L'amende requise contre Amundi se décompose en deux: 30 millions retenus contre Amundi Asset Management et 8 millions contre Amundi Intermediation, la table de négociation du groupe, où les ordres d'opérations sont passés avant d'être exécutés par un courtier. Des avertissements disciplinaires ont également été émis par l'AMF.

Si l'amende requise était effectivement imposée, il s'agirait d'un record dans l'histoire de l'AMF. 

L'AMF a confirmé à l'AFP que le montant total requis contre les six mis en cause, soit 43,05 millions d'euros, est "le plus important demandé dans le cadre d'une procédure". Elle souligne que l'amende infligée en 2017 à Natixis Asset Management de 35 millions d'euros reste la plus importante prononcée à ce jour.

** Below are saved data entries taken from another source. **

PR #3521, opened 2025-11-15
Make sure onFocusLost gets called on substates.

### LINKED ISSUE #3520: FlxSubState.onFocus and FlxSubState.onFocusLost don't get called
As the title says, only the main active state receives a call to `onFocus` and `onFocusLost`, and any open substates of that state don't get this function called.

Should be a quick fix, will submit a PR in a moment.

EliteMasterEric:
It took me longer to make a commit that wasn't filled with whitespace changes automatically made by HXFormat than it did to write the actual PR.

Resolves #3520.

### DIFF
--- a/flixel/FlxState.hx
+++ b/flixel/FlxState.hx
@@ -202,13 +202,17 @@ class FlxState extends FlxContainer
 	 * This method is called after the game loses focus.
 	 * Can be useful for third party libraries, such as tweening engines.
 	 */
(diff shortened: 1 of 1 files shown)


Geokureli:
I've never been able to observe a focus event, this is relevant  to some previous issues, let me find and link them. 

Also this doesn't fit the HF format requirements, remove the cuddled brackets and split these particular ifs into two lines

L'autorité a également réclamé des interdictions d'exercer des activités professionnelles dans le domaine de la finance et des amendes de 10.000 euros chacun aux deux anciens anciens salariés d'Amundi, et une amende de 30.000 euros contre l'ex-salarié de Tullet Prebon, tous licenciés depuis.

Ces sanctions sont calculées pour s'appliquer aux revenus désormais "limités" de ces trois accusés, les revenus annuels de l'ex-courtier de Tullet Prebon étant passés de plus de 754.000 euros à l'époque à 34.000 euros aujourd'hui, a expliqué le collège de l'AMF.

La décision de la Commission des sanctions sera divulguée d'ici quelques semaines.

Les encours gérés par Amundi atteignaient 1.755 milliards d'euros au 31 mars et le groupe a dégagé un bénéfice net de 297 millions d'euros au premier trimestre, en progression de 53,5% par rapport à la même période un an plus tôt.